The Alarm singles chronology
| "The Stand" (1983) | "Sixty Eight Guns" (1983) | "Where Were You Hiding? (When the Storm Broke)" (1984) |

= Sixty Eight Guns =

"Sixty Eight Guns" (or written as "68 Guns") is a song by Welsh rock band the Alarm. In the UK, it was released as a single in September 1983. The song later appeared on the group's debut album Declaration in February 1984. It was written by Alarm members Mike Peters and Eddie MacDonald.

==Background==
The lyrics to "Sixty Eight Guns" were inspired by a book that Peters had read about the 1960s street gangs of Glasgow. The song's title is written as "Sixty Eight Guns" and "68 Guns" interchangeably on the various I.R.S. releases. The back cover of Declaration and the front cover of the 7" single show the title as "Sixty Eight Guns" while the labels on the discs themselves show the title as "68 Guns". "Sixty Eight Guns" was recorded at Good Earth Studios and mixed at Abbey Road Studios.

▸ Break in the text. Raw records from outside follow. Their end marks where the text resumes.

PR #2109, opened 2026-04-02
EVM-1276 feat: migrate token balance migration tests to Anvil multichain harness

valera-grinenko-ai:
## Summary

Migrate the Token Balance Migration (TBM) integration tests from `zksync-era` into the Anvil multichain harness in `era-contracts`. Stacked on #2108.

## Production fix in `InteropHandler`

`executeBundle` and `unbundleBundle` previously read their L1-settlement guard from `L2_BRIDGEHUB.settlementLayer(block.chainid)`. That mapping on the chain's *own* L2Bridgehub is never written by any production code path — verified empirically against era-mainnet (chain 324 returns `settlementLayer(324) = 0` on its own L2Bridgehub at predeploy `0x010002` despite being L1-settled), so the guard was a no-op.

Both reads switched to `L2_SYSTEM_CONTEXT_SYSTEM_CONTRACT.currentSettlementLayerChainId()` — the slot the bootloader actually maintains, and the same source `InteropCenter._sendBundle` uses for `NotInGatewayMode`. No function signatures change. `AllContractsHashes.json` updated for `InteropHandler` and the two contracts that import it transitively (`L2ComplexUpgrader`, `L2GenesisForceDeploymentsHelper`); v0.31.0 chain states regenerated to embed the rebuilt bytecode at the predeploy.

## Dev-only contracts

Two dev variants under `contracts/dev-contracts/` that inherit production and expose one `setMigrationNumberForTesting` setter gated by the same modifier as the production state-update paths:

- `L2ChainAssetHandlerDev` (`onlyUpgrader`) — installed via `anvil_setCode` at the L2 predeploy.
- `L1ChainAssetHandlerDev` (`onlyOwner`) — fresh-deployed on L1, then the production `TransparentUpgradeableProxy` is upgraded to it via the real admin surface (`proxy.upgradeTo(newImpl)` impersonated from the EIP-1967 admin slot — same call shape `ProxyAdmin.upgrade` reaches).

Reverse-TBM testing needs to drive `migrationNumber[chainId]` without going through `Migrator.forwardedBridgeBurn`, which enforces `priorityTree.getSize() == 0` and `totalBatchesCommitted == totalBatchesExecuted` — invariants a sequencer-less harness can't satisfy. Same pattern as the existing `L1NullifierDev` / `L2SharedBridgeLegacyDev`.

`TransparentUpgradeableProxyForHarness.sol` is a zero-byte stub that pulls TUP into forge `out/` so the harness can load `ITransparentUpgradeableProxy` ABI without a full repo build.

## Harness helpers

All harness shims (`src/helpers/harness-shims.ts`) reach production methods through the real Solidity entry points — no `anvil_setStorageAt`, no access-modifier bypass:

- `installL2ChainAssetHandlerDev` / `installL1ChainAssetHandlerDev` — see above.
- `setL1ChainMigrationNumber` — impersonates the proxy `owner()`.
- `simulateGWChainMigrationBurn` — `forwardedBridgeBurnSetSettlementLayer` from `L2_CHAIN_ASSET_HANDLER_ADDR` + `setMigrationNumberForTesting` from `L2_COMPLEX_UPGRADER_ADDR`, matching the exact caller surfaces production reaches.
- `completeL1ChainMigrationSettlementLayer` — `forwardedBridgeMint` from the ChainAssetHandler caller, mirroring `L1ChainAssetHandler.bridgeMint`.
- `setSettlementLayerViaBootloader` — `SystemContext.setSettlementLayerChainId` impersonated from `L2_BOOTLOADER_ADDR`.

`l2-withdrawal-helper.ts` adds `initiateEthWithdrawal` / `initiateErc20Withdrawal` (returning a `PendingWithdrawal` handle) and `finalizeWithdrawalOnL1` (callStatic-first to surface the exact revert selector). `token-balance-migration-helper.ts` adds `queryAssetMigrationNumber` and `queryL1ChainBalance`. `test/anvil-interop/build-dev-artifacts.sh` is a one-line script that compiles the harness's required artifacts; CI invokes it directly.

## New spec: `10-token-balance-migration.spec.ts` — 26 tests

Three describe blocks with a suite-level overview docstring mapping harness steps to the production flow:

- **Pre-migration state (L1-settled chain)** — 4 tests. `assetMigrationNumber = 0`, `NotInGatewayMode` on `sendBundle`, `executeBundle` and `unbundleBundle` revert with `CannotClaimInteropOnL1Settlement`.
- **Forward TBM (L1 → GW)** — 8 tests. `assetMigrationNumber` parity (L1 ↔ GW) for ETH and the per-chain NTV test token; idempotent TBM replay; bogus-asset (`AssetIdNotRegistered`), unmigrated-token (`TokenBalanceNotMigratedToGateway`), bogus-destination (`DestinationChainNotRegistered`) reverts; ERC20 withdrawal post-TBM. (Per-step exact accounting on the value-moving operations, e.g. the deposit test in the next block asserts `delta == mintValue`.)
- **Reverse TBM (GW → L1)** — 14 tests. A progressive lifecycle: deposit → SL change → executing/unbundling stale GW-era bundles reverts with `CannotClaimInteropOnL1Settlement` → GW-side migration burn → drain `chainBalance` (`assetMigrationNumber` advances to 2) → bump L1 `ChainAssetHandler.migrationNumber` to 2 → flip L1 `Bridgehub.settlementLayer` back to L1 → initiate ETH + ERC20 withdrawals (pending) → finalisation reverts with `InsufficientChainBalance` → `receiveGatewayToL1MigrationOnL1` for both assets, relays + asserts all three sides reach `assetMigrationNumber = 2` → withdrawals finalise → fresh L1-native ERC20 deposit shows `L1AT = 2` / `GWAT = 0` → reverse-TBM replay reverts with `InvalidAssetMigrationNumber`.

Test-quality standards (consistent with #2108): every negative test asserts a specific custom error via `customError(...)` + `callStatic`; random per-test amounts via `randomBigNumber`; `encodeEvmChain(...)` over hex literals; named constants for magic numbers; central ABI access via `getAbi(...)`.

## Test plan

- [x] Full parallel anvil-interop suite: 10/10 workers in ~167s (`ANVIL_INTEROP_PORT_OFFSET=3000 yarn test:hardhat:interop`).
- [x] Spec 10: 26/26.
- [x] `yarn lint:check`, `yarn selectors --check`, `yarn calculate-hashes:check`, `yarn tsc --noEmit`.

## Notes for reviewers

- The `InteropHandler` change is a real production fix and is separable from the test migration. Keeping it here because the negative tests in the Pre-migration and Reverse-TBM blocks depend on the guard firing; happy to split into a precursor PR if preferred.
- v0.31.0 chain states are regenerated; the JSON diff is large because every chain's predeploy bytecode for `InteropHandler` (and a few transitive deps from the `draft-v31` merge) changes — storage and addresses unchanged.
- The branch was rebased earlier onto `draft-v31`; the prior PR head (`3721720b`) had unresolved conflict markers in 7 chain-state files. No regressions — the rebase only drops commits already on `draft-v31` via #2108.


l1-contracts/contracts/core/chain-asset-handler/L2ChainAssetHandler.sol
```diff
@@ -137,4 +137,18 @@ contract L2ChainAssetHandler is ChainAssetHandlerBase {
...
+                        Test-only Functions
+    //////////////////////////////////////////////////////////////*/
+
+    /// @dev For local testing only. Sets the migration number for a specific chain.
+    /// @dev In production, migrationNumber is updated by bridgeBurn (increment) and
+    /// bridgeMint (overwrite). Both paths require the ZKChain diamond proxy's Migrator
+    /// facet to process chain commitment data, which needs an empty priority tree
+    /// (i.e. a running sequencer). This function allows Anvil-based tests to simulate
+    /// the migration number change without a sequencer.
+    function setMigrationNumberForTesting(uint256 _chainId, uint256 _migrationNumber) external onlyUpgrader {
```
kelemeno, line 151: its better to have a L2ChainAssetHandlerDev which inherits L2ChainAssetHandler and adds this function

l1-contracts/test/anvil-interop/src/core/const.ts
```diff
@@ -76,3 +76,42 @@ export const NEW_PRIORITY_REQUEST_EVENT_SIG =
...
+export enum CallStatus {
+  Unprocessed = 0,
+  Executed = 1,
+  Cancelled = 2,
+}
+
+// ── Interop attribute selectors (ERC-7786) ─────────────────────
+
+// keccak256("interopCallValue(uint256)")[0:4]
+export const INTEROP_CALL_VALUE_SELECTOR = "0x54b16529";
```
kelemeno: probably better to get them from the interfaces somhow

l1-contracts/test/anvil-interop/src/helpers/harness-shims.ts
```diff
@@ -55,3 +61,58 @@ export async function setSettlementLayerViaBootloader(params: {
...
+
+/**
+ * Harness-only shim: update a chain's settlement layer on the GW L2Bridgehub.
+ *
+ * When a chain migrates from gateway back to L1, the GW L2Bridgehub must update
+ * its `settlementLayer[chainId]` mapping. In production this happens via an
+ * L1 governance Forge script that generates a priority request to the GW chain.
+ * On Anvil we impersonate the L2ChainAssetHandler to call the bridgehub directly.
+ */
+export async function setGWBridgehubSettlementLayer(params: {
```
kelemeno, line 73: can we just call that forge script instead? probably better to have everything done in the prod manner

l1-contracts/contracts/core/chain-asset-handler/L2ChainAssetHandler.sol
valera-grinenko-ai: Done. Moved the test-only setter into a new `L2ChainAssetHandlerDev` at `l1-contracts/contracts/dev-contracts/L2ChainAssetHandlerDev.sol` (matches the existing `L1NullifierDev` / `L2SharedBridgeLegacyDev` precedent) and reverted the change to production `L2ChainAssetHandler.sol`. The dev variant is installed over the production address on the Gateway at test startup via `anvil_setCode` by a new `installL2ChainAssetHandlerDev()` helper — storage layout is preserved (dev adds no new state), so every non-test flow behaves exactly as on the unmodified production contract.

Additional effects:
- `AllContractsHashes.json` is untouched — `dev-contracts/` is in `calculate-hashes.ts` `SKIPPED_FOLDERS`.
- `l1-contracts/selectors` only gets additive `L2ChainAssetHandlerDev` entries; no production selector changes.
- The anvil-interop CI job builds `contracts/dev-contracts/L2ChainAssetHandlerDev.sol` alongside `DummyInteropRecipient`, so `anvil_setCode` has runtime bytecode available without needing a full forge build.

l1-contracts/test/anvil-interop/src/core/const.ts
valera-grinenko-ai: The spec now derives the revert-reason selectors it checks directly from interface ABIs via the existing `customError("Contract", "Signature()")` helper (shipped in `balance-helpers.ts` as part of #2108). No hardcoded hex selectors live in `const.ts` for this spec.

Concrete usages in `10-token-balance-migration.spec.ts`:
- `customError("InteropCenter", "NotInGatewayMode()")`
- `customError("InteropCenter", "DestinationChainNotRegistered(uint256)")`
- `customError("GWAssetTracker", "InvalidAssetMigrationNumber()")`

ERC-7930 destination payloads use the `encodeEvmChain(chainId)` helper from `erc7930.ts` instead of a hand-rolled hex literal.

I didn't touch the already-landed `BundleStatus` / `CallStatus` enums or `SERVICE_TRANSACTION_SENDER` in `const.ts` — those live on `draft-v31` from #2108 and #1988 and are out of scope for this PR.

l1-contracts/contracts/core/chain-asset-handler/L2ChainAssetHandler.sol
valera-grinenko-ai: Done. Setter moved to `L2ChainAssetHandlerDev` (inherits production, same `onlyUpgrader` gate) and installed on GW at test start via `anvil_setCode` — storage layout preserved, production unchanged. Mirror `L1ChainAssetHandlerDev` added for the reverse-TBM L1 side. `AllContractsHashes.json` untouched (`dev-contracts/` is in `SKIPPED_FOLDERS`); `selectors` only gains the Dev entries.

l1-contracts/test/anvil-interop/src/helpers/harness-shims.ts
valera-grinenko-ai: Running the real `GatewayPreparation.startMigrateChainFromGateway` end-to-end is structurally unreachable from Anvil: the downstream `Migrator.forwardedBridgeBurn` enforces `priorityTree.getSize() == 0` and `totalBatchesCommitted == totalBatchesExecuted`, which need a sequencer/prover pipeline the harness does not have.

Kept the design as close to production as feasible — every transition goes through the real Solidity entry point via impersonation, no `anvil_setStorageAt`, no access-modifier bypass:

- GW (`simulateGWChainMigrationBurn`): `L2Bridgehub.forwardedBridgeBurnSetSettlementLayer` from `L2_CHAIN_ASSET_HANDLER_ADDR`, `L2ChainAssetHandlerDev.setMigrationNumberForTesting` from `L2_COMPLEX_UPGRADER_ADDR`.
- L1 (`setL1ChainMigrationNumber`, `completeL1ChainMigrationSettlementLayer`): `L1ChainAssetHandlerDev.setMigrationNumberForTesting` from the proxy `onlyOwner`; `L1Bridgehub.forwardedBridgeMint` from the ChainAssetHandler — same caller production `bridgeMint` uses.

Docstrings on each helper spell out the exact production step they stand in for. Happy to swap in a lighter production path if one exists.

.github/workflows/anvil-interop-ci.yaml
```diff
@@ -67,9 +67,20 @@ jobs:
       - name: Install dependencies
         run: yarn
 
-      - name: Build DummyInteropRecipient artifact
+      - name: Build anvil-interop dev artifacts
         working-directory: l1-contracts
-        run: forge build contracts/dev-contracts/test/DummyInteropRecipient.sol
+        # `DummyInteropRecipient` is deployed at test runtime via `anvil_setCode`.
```
zkzoomer: Let's try to add a bash script that compiles all the needed contracts instead, ie: copy these changes to some build-anvil-interop-dev-artifacts.sh file, and on CI simply run that script first, instead of having all these here. We can keep the same explanations on that new file

l1-contracts/scripts/copy-to-zkstack-out.ts
```diff
@@ -75,6 +79,7 @@ const REQUIRED_CONTRACTS = [
   "L1Nullifier.sol",
   "IBaseToken.sol",
   "BaseTokenHolder.sol",
+  "TransparentUpgradeableProxy.sol",
```
zkzoomer: None of these should be needed, since we are compiling what we need via .github/workflows/anvil-interop-ci.yaml. We should remove all diff in this file

l1-contracts/test/anvil-interop/src/helpers/harness-shims.ts
```diff
@@ -55,3 +66,229 @@ export async function setSettlementLayerViaBootloader(params: {
     await tx.wait();
   });
 }
+
+/**
+ * Install the `L2ChainAssetHandlerDev` implementation at `L2_CHAIN_ASSET_HANDLER_ADDR`
```
zkzoomer:
```suggestion
 * Deploy the `L2ChainAssetHandlerDev` implementation at `L2_CHAIN_ASSET_HANDLER_ADDR`
```

l1-contracts/zkstack-out/L1ChainAssetHandler.sol/L1ChainAssetHandler.json
zkzoomer, line 1: All these files under zkstack_out should be removed as per the other comment

protocol-ops/src/commands/chain/init.rs
```diff
@@ -36,9 +36,9 @@ use crate::config::forge_interface::{
         output::RegisterChainOutput,
     },
     script_params::{
-        DEPLOY_L2_CONTRACTS_SCRIPT_PARAMS, DEPLOY_PAYMASTER_SCRIPT_PARAMS,
-        ENABLE_EVM_EMULATOR_PARAMS, REGISTER_CHAIN_SCRIPT_PARAMS, SETUP_LEGACY_BRIDGE,
-        _REGISTER_ON_ALL_CHAINS_SCRIPT_PARAMS,
+        _REGISTER_ON_ALL_CHAINS_SCRIPT_PARAMS, DEPLOY_L2_CONTRACTS_SCRIPT_PARAMS,
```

Jay Boberg, who at the time served as the executive vice president of I.R.S. Records, stated that he expected "to take "68 Guns" right to Top 40 radio." The song reached No. 17 on the UK Singles Chart, becoming the Alarm's first top 40 appearance and their highest-ever position on that chart. The song also reached No. 39 on the Hot Mainstream Rock Tracks chart in the United States, the Alarm's first-ever chart position in that country. Soon after, it "bubbled under" the Billboard Hot 100 singles chart at No. 106, becoming the band's first charting single on the American pop chart.

==Track listings==
All songs written by Mike Peters and Eddie MacDonald.

===UK 7" single===
1. "68 Guns" - 3:15
2. "68 Guns Part II" - 3:25

===UK 12" single===
1. "68 Guns (Full Version)" - 5:45
2. "Thoughts of a Young Man" - 2:50

==Credits==
- Vocals – Mike Peters
- Guitars – Dave Sharp, Mike Peters
- Bass – Eddie MacDonald
- Drums – Nigel Twist
- Keyboards – Ian Kewley
- Piano– Alan Shacklock
- Trumpet – Arthur Fairlie
- Single cover – Harry Murlowski

==Charts==

| Chart (1983–1984) | Peak position |
|---|---|
| UK Singles Chart | 17 |
| U.S. Billboard Bubbling Under Hot 100 Singles | 106 |
| U.S. Billboard Top Rock Tracks | 39 |

==Other releases==
The song appeared on several other Alarm releases:

- As a live track on the maxi-version of the single "Spirit of '76".
- As a live studio version on the "45 RPM" hoax single released by the Alarm under the name of the Poppy Fields.
- As a live track on Peters' solo Live (From a Broadcast) album. It includes an additional verse that was dropped during the early stages of writing.